◆ The problem
All lines from the one with "Tested on Arduino" to the end of the listing below are to be transcribed exactly; both end lines are included, and no other lines are.

◆ Records supplied
PR #15697, opened 2024-08-23
Nano ESP32: allow `machine.bootloader` to run either hardware or DFU bootloader 

pillo79:
### Summary

The `machine.bootloder`implementation on the Arduino Nano ESP32 is different from other Espressif-based boards in that it calls a custom "bootloader" (actually, a different application) which allows DFU uploads. This allows users to easily switch between Micropython and Arduino C environments. 

However in some cases the hardware bootloader is still useful - for example when a full flash is required. This PR introduces argument parsing of the `machine.bootloader()` implementation so that when it is called with `1` as argument, the hardware bootloader is started - in all other cases, as before, the Arduino bootloader will run.

### Testing

Tested on Arduino Nano ESP32:
- `machine.bootloader()` starts the Arduino bootloader (for use with `dfu-tool`)
- `machine.bootloader(1)` starts the ESP32-S3 hardware bootloader (for use with `esptool`)

### DIFF
--- a/ports/esp32/boards/ARDUINO_NANO_ESP32/board_init.c
+++ b/ports/esp32/boards/ARDUINO_NANO_ESP32/board_init.c
@@ -27,6 +27,7 @@
 #include <string.h>
 #include "py/mphal.h"
 #include "shared/tinyusb/mp_usbd_cdc.h"
+#include "modmachine.h"
 
 #include <esp_system.h>
 #include <esp_ota_ops.h>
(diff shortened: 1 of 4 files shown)


dpgeorge:
Thanks for the contribution.  This will need to wait until #15108 is merged.

pillo79:
@dpgeorge Rebased to include the now-merged #15108.

dpgeorge (approved):
Sorry this got lost.  Looks good!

◆ Solution for this exercise
Tested on Arduino Nano ESP32:
- `machine.bootloader()` starts the Arduino bootloader (for use with `dfu-tool`)
- `machine.bootloader(1)` starts the ESP32-S3 hardware bootloader (for use with `esptool`)

### DIFF
--- a/ports/esp32/boards/ARDUINO_NANO_ESP32/board_init.c
+++ b/ports/esp32/boards/ARDUINO_NANO_ESP32/board_init.c
@@ -27,6 +27,7 @@
 #include <string.h>
 #include "py/mphal.h"
 #include "shared/tinyusb/mp_usbd_cdc.h"
+#include "modmachine.h"
 
 #include <esp_system.h>
 #include <esp_ota_ops.h>
(diff shortened: 1 of 4 files shown)


dpgeorge:
Thanks for the contribution.  This will need to wait until #15108 is merged.

pillo79:
@dpgeorge Rebased to include the now-merged #15108.

dpgeorge (approved):
Sorry this got lost.  Looks good!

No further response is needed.